Each record below needs to be retyped exactly.

#####

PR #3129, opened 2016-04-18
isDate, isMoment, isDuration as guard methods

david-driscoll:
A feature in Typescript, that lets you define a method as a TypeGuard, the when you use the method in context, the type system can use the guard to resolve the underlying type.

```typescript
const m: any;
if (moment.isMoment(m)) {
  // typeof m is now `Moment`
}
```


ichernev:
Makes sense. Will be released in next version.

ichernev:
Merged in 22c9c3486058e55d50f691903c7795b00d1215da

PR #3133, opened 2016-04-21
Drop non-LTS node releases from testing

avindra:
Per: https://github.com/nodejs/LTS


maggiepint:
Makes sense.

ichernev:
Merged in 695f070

#####

Response:
PR #3129, opened 2016-04-18
isDate, isMoment, isDuration as guard methods

david-driscoll:
A feature in Typescript, that lets you define a method as a TypeGuard, the when you use the method in context, the type system can use the guard to resolve the underlying type.

```typescript
const m: any;
if (moment.isMoment(m)) {
  // typeof m is now `Moment`
}
```


ichernev:
Makes sense. Will be released in next version.

ichernev:
Merged in 22c9c3486058e55d50f691903c7795b00d1215da

PR #3133, opened 2016-04-21
Drop non-LTS node releases from testing

avindra:
Per: https://github.com/nodejs/LTS


maggiepint:
Makes sense.

ichernev:
Merged in 695f070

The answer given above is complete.